WORK TASK>
The required output is every record, written out exactly.
======== MATERIAL FOR THIS EXERCISE ========
PR #661, opened 2017-02-03
let travel along border rooms be to a specific position

karlthepagan:
reviews wanted, major change

The core philosophy here as described in #626 is that travel to reach targeted actions should result in an approach along the correct entrance to the target room. Problems actually navigating across that boundary are still being investigated.


karlthepagan:
This will spit errors for a few actions which don't have a pre-targeted destination.

karlthepagan:
This is now based on #650

chobobobo:
@karlthepagan what's the easiest way to test this feature?

karlthepagan:
@chobobobo set up conditions that produce a logical travel loop, easiest is blocking part of a split exit room like the right exit to https://screeps.com/a/#!/room/E74S7

creep.action.travelling.js
```diff
@@ -9,9 +9,24 @@ action.step = function(creep){
...
-        if( creep.target.id == creep.id ) {
-            targetRange = 24;
-            pos = new RoomPosition(25, 25, creep.data.travelRoom);
+        if( creep.target.id == creep.id) {
+            if( creep.data.travelPos ) {
+                pos = new RoomPosition(creep.data.travelPos.x, creep.data.travelPos.y, creep.data.travelPos.roomName);
+            } else if( !creep.data.travelRoom ) {
+                logError('no travel room', {creepName:creep.name, roomName:creep.room.name, Behaviour:creep.data.creepType, Action:'travelling'});
+            } else if( creep.room.getBorder(creep.data.travelRoom) ) {
+                logError('bad border target', {creepName:creep.name, roomName:creep.room.name, Behaviour:creep.data.creepType, Action:'travelling'});
```
chobobobo: This error message does not tell me what is expected, or why it is bad.

room.js
```diff
@@ -835,6 +835,12 @@ mod.extend = function(){
         },
     });
 
+    Room.prototype.getBorder = function(roomName) {
+        return _.findKey(Game.map.describeExits(this.name), function(name) {
+            return this.name === name;
```
chobobobo: Shouldn't this be comparing to roomName?  You have the names of all exits, and you want to find the exit that corresponds to the roomName you are looking for?

creep.action.travelling.js
```diff
@@ -9,9 +9,24 @@ action.step = function(creep){
...
+                targetRange = TRAVELLING_BORDER_RANGE;
+                pos = new RoomPosition(25, 25, creep.data.travelRoom);
+            } else {
+                targetRange = TRAVELLING_BORDER_RANGE;
+                pos = new RoomPosition(25, 25, creep.data.travelRoom);
+            }
+            if( creep.pos.roomName === pos.roomName ) {
```
chobobobo: This means that the creep will always only move one time into the room, so does targetRange have much meaning?

logxen:
My solution to traveling along room borders was to set all x and y == 0 and 49 positions to having path costs at least equal to swamp cost. You could even double it. They will still always find the exit when they need to.

creep.action.travelling.js
karlthepagan: yes, 25,25 is often un-movable so it's wasted CPU to search for that location

the signal to pathfinder is "how do i get to the next room" rather than "where exactly am i going" - this works very well in cases where the exact room location isn't known (when there is no vision)

room.js
karlthepagan: the exit name is the direction number as a string: 1-8

karlthepagan:
@logxen I like that for when we can set custom costmatrixes

creep.action.travelling.js
karlthepagan: good idea

PR #662, opened 2017-02-04
Task.mining.storage("flagRoom", "storageRoom");

whardeman:
Easy to use and only in effect with manual intervention.


karlthepagan:
documented!

PR #663, opened 2017-02-04
Fix when no creeps remain and large cost creep is in queue.

chobobobo:
If a room gets wiped, and a large cost worker is left in the queue, it gets stuck.  No point waiting for enough resources when they aren’t coming!


chobobobo:
@Spedwards quite right, fixed now.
========
ANSWER BELOW>
PR #661, opened 2017-02-03
let travel along border rooms be to a specific position

karlthepagan:
reviews wanted, major change

The core philosophy here as described in #626 is that travel to reach targeted actions should result in an approach along the correct entrance to the target room. Problems actually navigating across that boundary are still being investigated.


karlthepagan:
This will spit errors for a few actions which don't have a pre-targeted destination.

karlthepagan:
This is now based on #650

chobobobo:
@karlthepagan what's the easiest way to test this feature?

karlthepagan:
@chobobobo set up conditions that produce a logical travel loop, easiest is blocking part of a split exit room like the right exit to https://screeps.com/a/#!/room/E74S7

creep.action.travelling.js
```diff
@@ -9,9 +9,24 @@ action.step = function(creep){
...
-        if( creep.target.id == creep.id ) {
-            targetRange = 24;
-            pos = new RoomPosition(25, 25, creep.data.travelRoom);
+        if( creep.target.id == creep.id) {
+            if( creep.data.travelPos ) {
+                pos = new RoomPosition(creep.data.travelPos.x, creep.data.travelPos.y, creep.data.travelPos.roomName);
+            } else if( !creep.data.travelRoom ) {
+                logError('no travel room', {creepName:creep.name, roomName:creep.room.name, Behaviour:creep.data.creepType, Action:'travelling'});
+            } else if( creep.room.getBorder(creep.data.travelRoom) ) {
+                logError('bad border target', {creepName:creep.name, roomName:creep.room.name, Behaviour:creep.data.creepType, Action:'travelling'});
```
chobobobo: This error message does not tell me what is expected, or why it is bad.

room.js
```diff
@@ -835,6 +835,12 @@ mod.extend = function(){
         },
     });
 
+    Room.prototype.getBorder = function(roomName) {
+        return _.findKey(Game.map.describeExits(this.name), function(name) {
+            return this.name === name;
```
chobobobo: Shouldn't this be comparing to roomName?  You have the names of all exits, and you want to find the exit that corresponds to the roomName you are looking for?

creep.action.travelling.js
```diff
@@ -9,9 +9,24 @@ action.step = function(creep){
...
+                targetRange = TRAVELLING_BORDER_RANGE;
+                pos = new RoomPosition(25, 25, creep.data.travelRoom);
+            } else {
+                targetRange = TRAVELLING_BORDER_RANGE;
+                pos = new RoomPosition(25, 25, creep.data.travelRoom);
+            }
+            if( creep.pos.roomName === pos.roomName ) {
```
chobobobo: This means that the creep will always only move one time into the room, so does targetRange have much meaning?

logxen:
My solution to traveling along room borders was to set all x and y == 0 and 49 positions to having path costs at least equal to swamp cost. You could even double it. They will still always find the exit when they need to.

creep.action.travelling.js
karlthepagan: yes, 25,25 is often un-movable so it's wasted CPU to search for that location

the signal to pathfinder is "how do i get to the next room" rather than "where exactly am i going" - this works very well in cases where the exact room location isn't known (when there is no vision)

room.js
karlthepagan: the exit name is the direction number as a string: 1-8

karlthepagan:
@logxen I like that for when we can set custom costmatrixes

creep.action.travelling.js
karlthepagan: good idea

PR #662, opened 2017-02-04
Task.mining.storage("flagRoom", "storageRoom");

whardeman:
Easy to use and only in effect with manual intervention.


karlthepagan:
documented!

PR #663, opened 2017-02-04
Fix when no creeps remain and large cost creep is in queue.

chobobobo:
If a room gets wiped, and a large cost worker is left in the queue, it gets stuck.  No point waiting for enough resources when they aren’t coming!


chobobobo:
@Spedwards quite right, fixed now.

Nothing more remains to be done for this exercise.